◆ **How to complete this task**
Transcribe the entries below exactly as they appear.

◆ **Excerpted data**
PR #2630, opened 2024-11-04
feat(katana): retain transactions in pool until mined

kariy:
every block interval, the node would take transactions from the pool - removing it directly from the pool. this creates a small window (depending on the machine) that the transaction appears nonexistent. this is due to how the tx flows from the pool and executor. this applies for both instant and interval block production mode. 

for instant mining, the window is between tx being picked up from the pool and the tx being committed to db. while for interval, tx being picked up from the pool and the tx being [inserted into the pending block](https://github.com/dojoengine/dojo/blob/d09cbcffd8c8f2745770888f9d3f30d07b8555ae/crates/katana/executor/src/implementation/blockifier/mod.rs#L208).

when a tx is being queried thru the rpc, the node will first check if the it exist in the db, else find in the pending block (if interval mode). this pr adds a new (last) step, which is to try finding the tx in the pool if it doesn't exist anywhere else. 

## Summary by CodeRabbit

- **New Features**
	- Enhanced transaction management with the introduction of `PendingTransactions` and `Subscription` structures for improved handling of pending transactions.
	- Updated transaction retrieval methods in the Starknet API to utilize the transaction pool, enhancing robustness and error handling.

- **Bug Fixes**
	- Improved control flow in transaction retrieval methods to provide fallback mechanisms when transactions are not found.

- **Documentation**
	- Updated dependency management to include `tokio` for enhanced asynchronous capabilities.

- **Refactor**
	- Renamed methods and updated structures for clarity and consistency in transaction handling within the pool.

### DIFF
--- a/crates/katana/pool/src/pool.rs
+++ b/crates/katana/pool/src/pool.rs
@@ -1,11 +1,16 @@
 use core::fmt;
 use std::collections::btree_set::IntoIter;
 use std::collections::BTreeSet;
+use std::future::Future;
+use std::pin::{pin, Pin};
 use std::sync::Arc;
+use std::task::{Context, Poll};
 
 use futures::channel::mpsc::{channel, Receiver, Sender};
+use futures::{Stream, StreamExt};
 use katana_primitives::transaction::TxHash;
 use parking_lot::RwLock;
+use tokio::sync::Notify;
 use tracing::{error, info, warn};
 
 use crate::ordering::PoolOrd;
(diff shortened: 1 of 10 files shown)


crates/katana/pool/src/pool.rs
```diff
@@ -110,12 +136,14 @@ where
...
-                        self.inner.transactions.write().insert(tx);
-                        self.notify_listener(hash);
+                        self.inner.transactions.write().insert(tx.clone());
+                        self.notify(tx);
 
                         Ok(hash)
                     }
 
+                    // TODO: create a small cache for rejected transactions to respect the rpc spec
+                    // `getTransactionStatus`
```
glihm, line 146: Don't we store the rejected transactions anyway? Or the cache is just for improvement?

kariy: no we dont store them yet,

https://github.com/dojoengine/dojo/blob/942f6f14c2eede7b4d060015e7264e98479a7663/crates/katana/pool/src/pool.rs#L147-L150

they are dropped instantly here

kariy: meaning, the `getTransactionStatus` endpoint can never return a tx status that is `REJECTED` 

https://github.com/starkware-libs/starknet-specs/blob/6d88b7399f56260ece3821c71f9ce53ec55f830b/api/starknet_api_openrpc.json#L2976C7-L2981C9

◆ **Exercise response**
PR #2630, opened 2024-11-04
feat(katana): retain transactions in pool until mined

kariy:
every block interval, the node would take transactions from the pool - removing it directly from the pool. this creates a small window (depending on the machine) that the transaction appears nonexistent. this is due to how the tx flows from the pool and executor. this applies for both instant and interval block production mode. 

for instant mining, the window is between tx being picked up from the pool and the tx being committed to db. while for interval, tx being picked up from the pool and the tx being [inserted into the pending block](https://github.com/dojoengine/dojo/blob/d09cbcffd8c8f2745770888f9d3f30d07b8555ae/crates/katana/executor/src/implementation/blockifier/mod.rs#L208).

when a tx is being queried thru the rpc, the node will first check if the it exist in the db, else find in the pending block (if interval mode). this pr adds a new (last) step, which is to try finding the tx in the pool if it doesn't exist anywhere else. 

## Summary by CodeRabbit

- **New Features**
	- Enhanced transaction management with the introduction of `PendingTransactions` and `Subscription` structures for improved handling of pending transactions.
	- Updated transaction retrieval methods in the Starknet API to utilize the transaction pool, enhancing robustness and error handling.

- **Bug Fixes**
	- Improved control flow in transaction retrieval methods to provide fallback mechanisms when transactions are not found.

- **Documentation**
	- Updated dependency management to include `tokio` for enhanced asynchronous capabilities.

- **Refactor**
	- Renamed methods and updated structures for clarity and consistency in transaction handling within the pool.

### DIFF
--- a/crates/katana/pool/src/pool.rs
+++ b/crates/katana/pool/src/pool.rs
@@ -1,11 +1,16 @@
 use core::fmt;
 use std::collections::btree_set::IntoIter;
 use std::collections::BTreeSet;
+use std::future::Future;
+use std::pin::{pin, Pin};
 use std::sync::Arc;
+use std::task::{Context, Poll};
 
 use futures::channel::mpsc::{channel, Receiver, Sender};
+use futures::{Stream, StreamExt};
 use katana_primitives::transaction::TxHash;
 use parking_lot::RwLock;
+use tokio::sync::Notify;
 use tracing::{error, info, warn};
 
 use crate::ordering::PoolOrd;
(diff shortened: 1 of 10 files shown)


crates/katana/pool/src/pool.rs
```diff
@@ -110,12 +136,14 @@ where
...
-                        self.inner.transactions.write().insert(tx);
-                        self.notify_listener(hash);
+                        self.inner.transactions.write().insert(tx.clone());
+                        self.notify(tx);
 
                         Ok(hash)
                     }
 
+                    // TODO: create a small cache for rejected transactions to respect the rpc spec
+                    // `getTransactionStatus`
```
glihm, line 146: Don't we store the rejected transactions anyway? Or the cache is just for improvement?

kariy: no we dont store them yet,

https://github.com/dojoengine/dojo/blob/942f6f14c2eede7b4d060015e7264e98479a7663/crates/katana/pool/src/pool.rs#L147-L150

they are dropped instantly here

kariy: meaning, the `getTransactionStatus` endpoint can never return a tx status that is `REJECTED` 

https://github.com/starkware-libs/starknet-specs/blob/6d88b7399f56260ece3821c71f9ce53ec55f830b/api/starknet_api_openrpc.json#L2976C7-L2981C9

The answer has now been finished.